First, let's install the required dependencies.



If you're opening this Notebook on colab, you will probably need to install 🤗 Optimum, . Uncomment the following cell and run it.
 First make sure everything is installed as expected by uncommenting this cell :

In [None]:
! pip install "optimum-intel[openvino]" datasets num2words torchvision
! pip install git+https://github.com/huggingface/optimum-benchmark.git

## Step 2: Preparation

Now let's load the processor and prepare our input data. We'll use a sample image of a bee on a flower and ask the model what's on the flower.


![image](https://huggingface.co/datasets/huggingface/documentation-images/resolve/main/bee.jpg)

Load processor and prepare inputs :

In [None]:
import transformers
from transformers import AutoProcessor
from transformers.image_utils import load_image
transformers.logging.set_verbosity_error()

model_id = "echarlaix/SmolVLM2-256M-Video-Instruct-openvino"
processor = AutoProcessor.from_pretrained(model_id)
prompt, img_url = "What is on the flower?", "https://huggingface.co/datasets/huggingface/documentation-images/resolve/main/bee.jpg"

messages = [
    {
        "role": "user",
        "content": [
            {"type": "image"},
            {"type": "text", "text": prompt}
        ]
    }
]

# Prepare inputs
prompt = processor.apply_chat_template(messages, add_generation_prompt=True)
inputs = processor(text=prompt, images=[load_image(img_url)], return_tensors="pt")

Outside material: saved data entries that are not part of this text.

PR #2097, opened 2026-08-24
fix(session): honor capture_buffer permission via requestPermission gate

### LINKED ISSUE #2089: capture_buffer permission is never consulted: allow/deny are ignored and "remember" does nothing
## What is wrong

`TerminalSession::requestCaptureBuffer()` emits the permission dialog signal directly instead of going through the shared `requestPermission()` gate. The config-driven call has been commented out since at least 2023 (`a65f9f57` only renamed members *inside* the comment):

```cpp
// src/contour/session/TerminalSession.cpp:817
void TerminalSession::requestCaptureBuffer(LineCount lines, bool logical)
{
    if (!_display)
        return;

    _pendingBufferCapture = CaptureBufferRequest { .lines = lines, .logical = logical };

    emit requestPermissionForBufferCapture();
    // _display->post(
    //     [this]() { requestPermission(_profile.permissions.captureBuffer, GuardedRole::CaptureBuffer); });
}
```

`requestPermission()` (`TerminalSession.cpp:763`) is what reads the configured `Permission` and the remembered per-session answer. Skipping it means none of that is consulted.

## What breaks

Three user-visible things, most important first:

1. **`capture_buffer: deny` does not deny.** A profile that explicitly refuses buffer capture still pops the dialog, and the user can approve it. The setting reads as a security control and is not one.
2. **`capture_buffer: allow` does not allow.** A profile that pre-approves capture is still interrupted by a dialog on every request.
3. **"Remember my answer" does nothing for this role.** `executePendingBufferCapture()` *writes* `_rememberedPermissions[GuardedRole::CaptureBuffer]` (`TerminalSession.cpp:832`), but only `requestPermission()` ever *reads* that map. The answer is stored and never consulted, so the user is asked again every time.

The option is documented and parsed as if it worked: `capture_buffer` in `ConfigDocumentation.hpp:2174`, loaded at `Config.cpp:2137`, held at `Config.hpp:434`.

## Why it has gone unnoticed

`TEST_CASE("TerminalSession: config-driven permissions resolve without asking the user")` (`src/contour/session/TerminalSession_test.cpp:2028`) *does* set `captureBuffer = Permission::Deny` — but then calls `session->executePendingBufferCapture(false, false)` directly, which is the executor **after** the gate. It never calls `requestCaptureBuffer()`, so the one function containing the bug is not on the path under test, and the assertion is `CHECK_NOTHROW` rather than a check that the configuration was honoured.

The shared gate is covered. The call site that bypasses it is not.

## How to fix

Mirror what the `screenshot` role does (`TerminalSession.cpp:860`, added in #2088):

```cpp
void TerminalSession::requestCaptureBuffer(LineCount lines, bool logical)
{
    if (!_display)
        return;

    _pendingBufferCapture = CaptureBufferRequest { .lines = lines, .logical = logical };

    _display->post([this]() {
        requestPermission(_profile.permissions.value().captureBuffer, GuardedRole::CaptureBuffer);
    });
}
```

Two traps, both of which the commented-out line walks into:

- **`.value()` is required.** `permissions` is a `ConfigEntry<PermissionsConfig, …>` (`Config.hpp:711`), not a bare struct. The commented line predates that wrapper, so uncommenting it verbatim does not compile.
- **The `post()` is load-bearing, not decoration.** `requestCaptureBuffer` is a `Terminal::Events` hook reached from the terminal/parser thread. `requestPermission()`'s `Allow` branch runs `executeRole` synchronously, which reaches `executePendingBufferCapture()` → `primaryScreen().captureBuffer()` and `flushInput()`. Those belong on the GUI thread, like every other guarded role's executor. Dropping the hop would run them on the terminal thread.

Note that the `emit` disappears — `requestPermission()` emits `requestPermissionForBufferCapture()` itself on the `Ask` branch (`TerminalSession.cpp:791`). Leaving both in place would raise two dialogs.

## How to verify

Extend the existing test at `TerminalSession_test.cpp:2028` so it drives `requestCaptureBuffer()` rather than the executor:

- with `capture_buffer: deny` — nothing reaches `mockPtyOf(session).stdinBuffer()`, and no dialog signal is emitted;
- with `capture_buffer: allow` — the capture reply appears in the PTY buffer without a dialog;
- with `capture_buffer: ask` and a remembered answer seeded through `executePendingBufferCapture(allow, /*remember=*/true)` — a second request resolves from memory instead of asking again.

`FakeDisplaySurface` runs posted work immediately by default (`runPostsImmediately`), so the assertions are about the effect rather than the thread hop.

---

Found while implementing OSC 533 (#2088), whose `screenshot` permission does consult its configuration and can serve as the reference for the shape above. Not fixed there to keep that PR to its own scope.

VedantMadane:
## Summary

fix(session): honor capture_buffer permission via requestPermission gate

## Changes

- TerminalSession.cpp: requestCaptureBuffer uses requestPermission like other roles
- TerminalSession_test.cpp: drive requestCaptureBuffer for deny/allow configs

Fixes #2089

### DIFF
--- a/src/contour/session/TerminalSession.cpp
+++ b/src/contour/session/TerminalSession.cpp
@@ -874,9 +874,11 @@ void TerminalSession::requestCaptureBuffer(LineCount lines, bool logical)
 
     _pendingBufferCapture = CaptureBufferRequest { .lines = lines, .logical = logical };
 
-    emit requestPermissionForBufferCapture();
-    // _display->post(
-    //     [this]() { requestPermission(_profile.permissions.captureBuffer, GuardedRole::CaptureBuffer); });
+    // Consult config + remembered answers via the shared gate (same shape as other roles).
+    // post() keeps executeRole / captureBuffer on the GUI thread (#2089).
+    _display->post([this]() {
+        requestPermission(_profile.permissions.value().captureBuffer, GuardedRole::CaptureBuffer);
+    });
 }
 
 void TerminalSession::executePendingBufferCapture(bool allow, bool remember)
--- a/src/contour/session/TerminalSession_test.cpp
+++ b/src/contour/session/TerminalSession_test.cpp
@@ -2193,8 +2193,25 @@ TEST_CASE("TerminalSession: config-driven permissions resolve without asking the
 
     // A font-change action with a pre-allowed permission applies without asking (no crash, no dialog).
     CHECK_NOTHROW((*session)(actions::ResetFontSize {}));
-    // Requesting a capture with a config-denied permission resolves to the deny path.
-    CHECK_NOTHROW(session->executePendingBufferCapture(false, false));
+
+    // Drive the real gate for CaptureBuffer (not only the post-gate executor).
+    // Deny must not write a capture reply into the PTY stdin buffer (#2089).
+    auto const stdinBeforeDeny = mockPtyOf(*session).stdinBuffer().size();
+    CHECK_NOTHROW(session->requestCaptureBuffer(vtbackend::LineCount(10), false));
+    CHECK(mockPtyOf(*session).stdinBuffer().size() == stdinBeforeDeny);
+}
+
+TEST_CASE("TerminalSession: capture_buffer allow resolves without dialog path side effects",
+          "[contour][session][permission]")
+{
+    contour::test::TestApp testApp;
+    auto const profileName = registerProfile(testApp.app(), "perm-allow", [](contour::config::TerminalProfile& p) {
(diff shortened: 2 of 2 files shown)


christianparpart:
nice catch, many thanks, @VedantMadane

VedantMadane:
Closing as superseded by #2091 (merged), which already routes CaptureBuffer through the shared permission gate (postPermissionRequest / 
equestPermission), answers every outstanding capture, and covers deny/allow/ask + remember with tests. Issue #2089 is closed.

Rebase onto current master leaves an empty diff against upstream — no unique changes remain. Thanks for the parallel fix!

## Step 3: Load Original Model and Test

Let's load the original FP32 model and test it with our prepared inputs to establish a baseline.


In [None]:
from optimum.intel import OVModelForVisualCausalLM


model_ov = OVModelForVisualCausalLM.from_pretrained(model_id, load_in_8bit=False)
fp32_model_path = "smolvlm_ov"
model_ov.save_pretrained(fp32_model_path)

# Generate outputs
generated_ids = model_ov.generate(**inputs, max_new_tokens=500)
generated_texts = processor.batch_decode(generated_ids, skip_special_tokens=True)
print(generated_texts[0])

## Step 4: Configure and Apply Quantization

Now we'll configure the quantization settings and apply them to create a quantized version of our model. You can explore other quantization options [here](https://huggingface.co/docs/optimum/en/intel/openvino/optimization) and by playing with the different quantization configurations defined below.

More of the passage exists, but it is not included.